A relazionare sul tema i sindaci di Bra Bruna Sibille e di Alba Maurizio Marello. Quest’ultimo ha dichiarato: «Non sta a noi proporre alternative. Lo Stato deve tutelare i nostri interessi e non quelli del costruttore. Il ministro deve rendersi conto di persona e dare risposte chiare. Per questo lo attendiamo il prima possibile. Dopo 26 anni dal primo affidamento dei lavori, non accetteremo altre prese in giro su un’opera che è per noi strategica».

Di elettrificazione si è parlato con gli assessori alla mobilità di Bra Pietro Ferrero e di Alba Rosanna Martini. Unanime la condivisione del Tavolo su questo tema, in attesa del passaggio del primo treno elettrico l’11 dicembre.

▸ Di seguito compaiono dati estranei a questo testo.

PR #1594, opened 2019-09-06
#12674. Add target to u command

jgandres:
By adding target parameter in `u` command API will response with API_EOVERQUOTA in case the destination storage is in overquota.

Risk area/s:
    - Upload the same file to multiple destinations, including inshares
    - Transfer failed due to overquota of your own account (cloud-drive)
    - Transfer failed due to overquota of the target account (inshare)


src/commands.cpp
```diff
@@ -324,6 +324,15 @@ CommandPutFile::CommandPutFile(MegaClient* client, TransferSlot* ctslot, int ms)
...
     arg("ms", ms);
+
+    for (auto &file : tslot->transfer->files)
+    {
+        if (!ISUNDEF(file->h))
+        {
+            arg("t", (byte*)&file->h, MegaClient::NODEHANDLE);
+            break;
+        }
+    }
```
mattw-mega: If I upload the same large file to multiple folders, it's just one transfer with multiple entries in the files list.   However some targets could be in the user's account, some could be in inshares.   Also multiple targets in the user's own account could take it overquota when only one would not take it overquota.   Shouldn't we take all the entries in the files list into account?   thanks

src/transfer.cpp
```diff
@@ -356,27 +356,38 @@ void Transfer::failed(error e, dstime timeleft)
...
+            {
+                    Node *node = client->nodebyhandle(slot->transfer->target);
+                    if (client->rootnodes[0] == client->getrootnode(node)->nodehandle)
+                    {
+                        bt.backoff(timeleft ? timeleft : NEVER);
+                        client->activateoverquota(timeleft);
+                    }
+                    else
+                    {
+                        client->app->transfer_failed(this, API_EOVERQUOTA, timeleft);
```
sergiohs84:
```suggestion
                        client->app->transfer_failed(this, e, timeleft);
```

src/megaapi_impl.cpp
```diff
@@ -16047,6 +16058,16 @@ void MegaApiImpl::processTransferFailed(Transfer *tr, MegaTransferPrivate *trans
     transfer->setLastError(megaError);
     transfer->setPriority(tr->priority);
     transfer->setState(MegaTransfer::STATE_RETRYING);
+
+    if (e == API_EOVERQUOTA)
+    {
+        unique_ptr<MegaNode> targetNode(getNodeByHandle(tr->target));
```
sergiohs84: In order to avoid a deleted node for storage overquota error, it would be better to store the `mForeignTarget` at the `Trasfer`, instead of the nodehandle, which requires lookups.

include/megaapi_impl.h
```diff
@@ -743,6 +745,7 @@ class MegaTransferPrivate : public MegaTransfer, public Cachable
         long long endPos;
         int retry;
         int maxRetries;
+        bool foreignOverquota;
```
sergiohs84: Rather than declaring a new member (remember, prefix them with `m`), you should be able to recycle an existing one such as `streamingTransfer` and add the corresponding documentation to the related method/s

sergiohs84:
This PR will be in standby until API adds the ability to send an array of target handles.

sergiohs84:
This PR will be in standby until API deploys the ability to send an array of target handles.

sergiohs84:
> This PR will be in standby until API adds the ability to send an array of target handles.

API change is live. We can proceed with merge. Please, @mattw-mega would you mind to review it? with the latest changes for profiling, there was a conflict in `transfer.cpp` that I'd like you to confirm the result is correct.

Thanks

src/commands.cpp
```diff
@@ -324,6 +324,33 @@ CommandPutFile::CommandPutFile(MegaClient* client, TransferSlot* ctslot, int ms)
...
+    for (auto &file : tslot->transfer->files)
+    {
+        if (!ISUNDEF(file->h))
+        {
+
+            Node *node = client->nodebyhandle(file->h);
+            if (node)
+            {
+                handle rootnode = client->getrootnode(node)->nodehandle;
+                tslot->transfer->mForeignTarget = client->rootnodes[0] != rootnode;
```
mattw-mega: mForeignTarget will be set according to the last processed `file` in the list, without taking into account that other files in the list might be 'foreign' or not.   Wouldn't it be better to set it according to any-are-foreign or all-are-foreign so that the order of the files in the list does not matter?   thanks

src/megaapi_impl.cpp
```diff
@@ -16178,6 +16178,7 @@ void MegaApiImpl::processTransferFailed(Transfer *tr, MegaTransferPrivate *trans
     transfer->setLastError(megaError);
     transfer->setPriority(tr->priority);
     transfer->setState(MegaTransfer::STATE_RETRYING);
+    transfer->setStreamingTransfer(tr->mForeignTarget);
```
mattw-mega: 'streaming transfer' refers to whether the transfer was started with a call to `MegaApi::startStreaming`.   I think we should make a new appropriately named getter rather than overloading this setter/getter with a meaning that doesn't match the name?   Also overquota errors could occur for streaming or non-streaming in which case we won't know which of those reasons this flag was set?  thanks

mattw-mega:
Thinking about that mForeignTarget flag a bit more, perhaps it should also be updated when additional files are added to the transfer while the upload is going on?    Or, it would be much simpler to calculate that flag on-the-fly when it's used in Transfer::failed (probably it should be true if none of the files are in the user's own account?), and then we don't even need to keep it as state?  thanks

src/megaapi_impl.cpp
jgandres: Hi, Matt, we try to reuse class members if it's possible in order to not make this kind of classes bigger. This error only occurs for not streaming transfers so we thought we could use this member to indicate the error.

sergiohs84: Yes, we try to reuse existing flags / getter inside `MegaRequest` and alike, since the class is multi-purpose and adding a new getter or a new member for every different usage would result on a even longer list.

In this case, I suggested the _streaming-transfer_ since it's a flag and it assumed it was not in use for uploads (only downloads can be streaming. However, a quick search of `MegaTransfer::isStreamingTransfer()`... and boom, it's used at `MegaApiImpl::getStreamingTransfers()`, so we would start returning uploads in the set of streaming transfers --> bug!

Please, @jgandres , proceed with the addition of a new flag + setter/getter and adjust the code accordingly, please (and the documentation). Thanks

jgandres: Sure, I'll adjust now

src/commands.cpp
sergiohs84: You're right, @mattw-mega . I thought it was managed on a per-`File` basis, rather than per `Transfer`. Since we want to adjust the behavior of failed transfers for `u` with -17 based on the set of target handles, we do need to know if all-are-foreign, if there are mixed foreign-plus-own handles or all were own handles at the time the `u` is sent, and do not retry transfers with foreign target if the `u` failed with -17. If there was a mix, then keep retrying the ones with targets in you own account, but permanent fail the foreign.

sergiohs84:
> Thinking about that mForeignTarget flag a bit more, perhaps it should also be updated when additional files are added to the transfer while the upload is going on? Or, it would be much simpler to calculate that flag on-the-fly when it's used in Transfer::failed (probably it should be true if none of the files are in the user's own account?), and then we don't even need to keep it as state? thanks

When additional files are added to the transfer while the upload is going on, the `u` has already returned a valid upload ticket, so none of the target accounts should be overquota at that moment. In consequence, the new transfer should only fail with overquota (1) for bandwidth --> temporary error, or (2) at the `p` stage / putnodes, and that is handled as a permanent error, IIRC. I'd need to check.

src/transfer.cpp
```diff
@@ -356,29 +356,78 @@ void Transfer::failed(error e, dstime timeleft)
...
+            else
+            {
+                bool allForeignTargets = true;
+                for (file_list::iterator it = files.begin(); it != files.end(); it++)
+                {
+                    Node *node = client->nodebyhandle((*it)->h);
+                    if (node)
+                    {
+                        handle rootnode = client->getrootnode(node)->nodehandle;
+                        if (client->rootnodes[0] == rootnode)
```
mattw-mega: Probably we should compare against all 3 root nodes here, as it's technically possible to upload/download from //bin and //in node trees.    Perhaps we should have a function `bool MegaClient::isAccountRootNode(handle)` to make that check easy?  thanks

src/transfer.cpp
```diff
@@ -356,29 +356,78 @@ void Transfer::failed(error e, dstime timeleft)
...
+        // Remove files with foreign targets, if transfer failed with a (foreign) storage overquota
+        auto auxit = it++;
+        Node *node = client->nodebyhandle((*auxit)->h);
+        if (e == API_EOVERQUOTA && !timeleft && node)
         {
-            bt.backoff(timeleft ? timeleft : NEVER);
-            client->activateoverquota(timeleft);
-            if (!slot)
+            handle rootnode = client->getrootnode(node)->nodehandle;
+            if (client->rootnodes[0] != rootnode)
```
mattw-mega: and same again here?  thanks

src/transfer.cpp
jgandres: You are right, I've created the method isAccountRootNode to check it.

src/commands.cpp
```diff
@@ -324,6 +324,30 @@ CommandPutFile::CommandPutFile(MegaClient* client, TransferSlot* ctslot, int ms)
...
+    set<handle> targetRoots;
+    beginarray("t");
+    for (auto &file : tslot->transfer->files)
+    {
+        if (!ISUNDEF(file->h))
+        {
+            Node *node = client->nodebyhandle(file->h);
+            if (node)
+            {
+                handle rootnode = client->getrootnode(node)->nodehandle;
```
sergiohs84: @mattw-mega do you think we should avoid to scale the tree up to the rootnode several times for each file? It is done here, but also when the transfer fails. We could save whether the `Transfer::file` is a foreign one or not by adding a `bool isForeign` to the `File` object. We would also need to restore the status upon serialization, or add it to the cached data.
I've checked and only `rename()` seems to use the `getrootnode()`, despite I guess there are plenty of code going upwards to the rootnode for multiple purposes, so probably it is not worthy. If you feel the same way, I think we can merge

mattw-mega: I think that's a very minor cost, I wouldn't worry about it unless it shows up when profiling in some scenario.  I think it's fine to merge (I did spot one other thing which I'll comment, but it's not a showstopper, could be adjusted anytime later on)

src/megaclient.cpp
```diff
@@ -549,6 +549,23 @@ Node *MegaClient::getrootnode(Node *node)
...
+        return false;
+    }
+
+    handle rootnode = getrootnode(node)->nodehandle;
+    return (rootnode == rootnodes[0] || rootnode == rootnodes[1] || rootnode == rootnodes[2]);
+}
+
+bool MegaClient::isForeignNode(handle h)
+{
+    return !isPrivateNode(h);
```
mattw-mega: this one will return true if the node for the handle can't be found, though - shouldn't it return false in that case?  thanks

sergiohs84: Good catch!! thanks, we will adjust it and merge. It's a minor thing :)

Altra questione annosa: la soppressione del tribunale di Alba che torna di attualità a pochi mesi dall’introduzione (maggio 2017) del giudice ordinario di pace con funzioni allargate e a pochi giorni dall’annuncio della rinuncia da parte della città di Bra e di undici Comuni all’ufficio del giudice di pace, diventato troppo oneroso per le casse dei Municipi coinvolti. «Superato lo scoramento per aver perso il tribunale di Alba che era il quarto per mole di lavoro del Piemonte, con due milioni di euro l’anno di ricavi e serviva un numero di abitanti superiore a quello dei tribunali di Asti o Cuneo, la filosofia dev’essere quella di ripartire a costruire dalle macerie tentando di ritornare a far vivere il tribunale», ha spiegato l’avvocato Roberto Ponzio, che ha lanciato l’allarme: «Dove andranno a finire le funzioni del giudice di pace di Bra? In base alle tabelle precedenti all’apertura dell’ufficio sotto la Zizzola, senza dubbio ad Alba. Facciamo attenzione però alle correnti che mettono questa certezza in dubbio e che vorrebbero che le funzioni del giudice di pace di Bra finissero ad Asti. Sarebbe l’ennesimo scippo istituzionale, dopo quello della soppressione del tribunale».

Un grido d’allarme che preoccupa il sindaco di Bra Bruna Sibille: «Dopo il danno di aver dovuto rinunciare al giudice di pace, perderlo a favore di Asti e non Alba sarebbe una vera e propria beffa che non tollereremo». Il collega Maurizio Marello tranquillizza: «Come sottolineato dall’avvocato Ponzio, nonostante le interpretazioni di alcuni colleghi, le competenze del giudice di pace di Bra andranno trasferite nella città del tartufo bianco e sono fiducioso che questo avvenga».